Electrophysiological measurements of brain activity play an important role in understanding signal propagation through individual neurons and neuronal networks, but existing technologies are relatively crude: Micropipette electrodes poked into cells are invasive and harmful, and microfabricated electrode arrays are too bulky to detect activity at the level of individual axons and dendrites, the neuronal projections responsible for electrical signal propagation and interneuron communication.
By contrast, the tiny nanowire transistors developed by Lieber and colleagues gently touch a neuronal projection to form a hybrid synapse, making them noninvasive, and are thousands of times smaller than the electronics now used to measure brain activity.
Lieber's group has previously shown that nanowires can detect, with great precision, molecular markers indicating the presence of cancer in the body, as well as single viruses. The group's latest work takes advantage of the size similarities between ultra-fine silicon nanowires and the axons and dendrites projecting from nerve cells: Nanowires, like neuronal offshoots, are just tens of nanometers in width, making the thin filaments a good match for intercepting nerve signals.

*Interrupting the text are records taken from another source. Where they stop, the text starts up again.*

PR #1246, opened 2026-01-07
Update Dockerfile

dragonruler1000:
update to run on python 3.10

### DIFF
--- a/Dockerfile
+++ b/Dockerfile
@@ -1,19 +1,33 @@
-FROM python:3.9-bullseye
-RUN apt-get update && apt install libgtk-3-dev dbus-x11 wget libnotify4 -y
-RUN pip install --upgrade pip
-RUN wget https://extras.wxpython.org/wxPython4/extras/linux/gtk3/debian-11/wxPython-4.2.0-cp39-cp39-linux_x86_64.whl && pip install wxPython-4.2.0-cp39-cp39-linux_x86_64.whl
+FROM ubuntu:22.04
+
+# Prevent interactive prompts during apt install
+ENV DEBIAN_FRONTEND=noninteractive
+
+# Install Python 3.10 (default on Ubuntu 22.04) and required dependencies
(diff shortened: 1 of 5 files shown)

Because the nanowires are so slight -- their contact with a neuron is no more than 20 millionths of a meter in length -- Lieber and colleagues were able to measure and manipulate electrical conductance at as many as 50 locations along a single axon.
The current work involves measurement of signals only within single mammalian neurons; the researchers are now working toward monitoring signaling among larger networks of nerve cells. Lieber says the devices could also eventually be configured to measure or detect neurotransmitters, the chemicals that leap synapses to carry electrical impulses from one neuron to another.
"This work could have a revolutionary impact on science and technology," Lieber says. "It provides a powerful new approach for neuroscience to study and manipulate signal propagation in neuronal networks ata level unmatched by other techniques; it provides a new paradigm for building sophisticated interfaces between the brain and external neural prosthetics; it represents a new, powerful, and flexible approach for real-time cellular assays useful for drug discovery and other applications; and it opens the possibility for hybrid circuits that couple the strengths of digital nanoelectronic and biological computing components."
Lieber's co-authors on the Science paper are Fernando Patolsky, Brian P. Timko, Guihua Yu, Ying Fang, Andrew B. Greytak, and Gengfeng Zheng, all of Harvard's Department of Chemistry and Chemical Biology. Their work was supported by the Defense Advanced Research Projects Agency and Applied Biosystems.